[Opening Records for this exercise section]
PR #1227, opened 2019-07-07
internal/dag: reject * from IngressRoute FQDN

### LINKED ISSUE #1167: internal/dag: spec.virtualhost.fqdn should reject values with a *
Wildcards in the form of `*.something.com` are permitted by envoy but prohibited by the ingressroute and ingress spec. Well, the former is firm but the latter is undefined.

We need a test to assert that an ingress or ingressroute with a `*` in the fqdn field is rejected. In fact we should define the set of valid values for the fqdn field in contour. It's ok to also have that validation included in the crd validation, but as the latter can be modified or removed, we need to have the canonical check inside Contour.

ref: https://github.com/heptio/contour/pull/1156#discussion_r292139552

odacremolbap:
Disallow wildcarded FQDNs for `IngressRoutes`

- Will check and reject any FQDN containing `*` at DAG build time
- Wont check Ingress

Implementation details

- CDR untouched, there is a regex already in place that does this check among others
- Tests for `IngressRoutes` using `*` have been replaced with `bar.com`. `foo.com` is been used at other tests, but wanted to make it easy for reviewers to diff
- Added a test case at `TestDAGIngressRouteStatus`

Fixes #1167

Signed-off-by: Pablo Mercado <odacremolbap@gmail.com>

### DIFF
--- a/internal/dag/builder.go
+++ b/internal/dag/builder.go
@@ -484,6 +484,11 @@ func (b *builder) computeIngressRoutes() {
 			continue
 		}
 
+		if strings.Contains(host, "*") {
+			b.setStatus(Status{Object: ir, Status: StatusInvalid, Description: fmt.Sprintf("Spec.VirtualHost.Fqdn %q cannot use wildcards", host), Vhost: host})
+			continue
+		}
+
 		var enforceTLS, passthrough bool
 		if tls := ir.Spec.VirtualHost.TLS; tls != nil {
 			// attach secrets to TLS enabled vhosts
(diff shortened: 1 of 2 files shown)


odacremolbap:
Rejecting `*` for ingresses might need some clarification:

- `Ingress` objects without FQDN have historically targeted every upstream service defined in the spec. That configuration at envoy means setting a `*` domain.
- rejecting `*` will means that current behaviour where non informed `Spec.Rules[].Host` at `Ingress` object is translated [here](https://github.com/heptio/contour/blob/6a855c2e1144da613baaf06a487211ff49021216/internal/dag/builder.go#L437), will be noop
- If we noop on `Ingress` objects that have no `Host` we will need to update its status with a message, probably adding an `IngressStatus` [here](https://github.com/heptio/contour/blob/6a855c2e1144da613baaf06a487211ff49021216/internal/k8s/status.go#L27)

If that sounds right, I'm happy to start with that. If this requires some more design I'm ok dropping this PR

davecheney:
Let's break this out. please open a new issue for rejecting * from Ingress,
lets leave this PR as IngressRoute only.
[Closing Records for this exercise section]
### Work request:
Your answer must be an exact transcription of every record above.

### Response to this task:
PR #1227, opened 2019-07-07
internal/dag: reject * from IngressRoute FQDN

### LINKED ISSUE #1167: internal/dag: spec.virtualhost.fqdn should reject values with a *
Wildcards in the form of `*.something.com` are permitted by envoy but prohibited by the ingressroute and ingress spec. Well, the former is firm but the latter is undefined.

We need a test to assert that an ingress or ingressroute with a `*` in the fqdn field is rejected. In fact we should define the set of valid values for the fqdn field in contour. It's ok to also have that validation included in the crd validation, but as the latter can be modified or removed, we need to have the canonical check inside Contour.

ref: https://github.com/heptio/contour/pull/1156#discussion_r292139552

odacremolbap:
Disallow wildcarded FQDNs for `IngressRoutes`

- Will check and reject any FQDN containing `*` at DAG build time
- Wont check Ingress

Implementation details

- CDR untouched, there is a regex already in place that does this check among others
- Tests for `IngressRoutes` using `*` have been replaced with `bar.com`. `foo.com` is been used at other tests, but wanted to make it easy for reviewers to diff
- Added a test case at `TestDAGIngressRouteStatus`

Fixes #1167

Signed-off-by: Pablo Mercado <odacremolbap@gmail.com>

### DIFF
--- a/internal/dag/builder.go
+++ b/internal/dag/builder.go
@@ -484,6 +484,11 @@ func (b *builder) computeIngressRoutes() {
 			continue
 		}
 
+		if strings.Contains(host, "*") {
+			b.setStatus(Status{Object: ir, Status: StatusInvalid, Description: fmt.Sprintf("Spec.VirtualHost.Fqdn %q cannot use wildcards", host), Vhost: host})
+			continue
+		}
+
 		var enforceTLS, passthrough bool
 		if tls := ir.Spec.VirtualHost.TLS; tls != nil {
 			// attach secrets to TLS enabled vhosts
(diff shortened: 1 of 2 files shown)


odacremolbap:
Rejecting `*` for ingresses might need some clarification:

- `Ingress` objects without FQDN have historically targeted every upstream service defined in the spec. That configuration at envoy means setting a `*` domain.
- rejecting `*` will means that current behaviour where non informed `Spec.Rules[].Host` at `Ingress` object is translated [here](https://github.com/heptio/contour/blob/6a855c2e1144da613baaf06a487211ff49021216/internal/dag/builder.go#L437), will be noop
- If we noop on `Ingress` objects that have no `Host` we will need to update its status with a message, probably adding an `IngressStatus` [here](https://github.com/heptio/contour/blob/6a855c2e1144da613baaf06a487211ff49021216/internal/k8s/status.go#L27)

If that sounds right, I'm happy to start with that. If this requires some more design I'm ok dropping this PR

davecheney:
Let's break this out. please open a new issue for rejecting * from Ingress,
lets leave this PR as IngressRoute only.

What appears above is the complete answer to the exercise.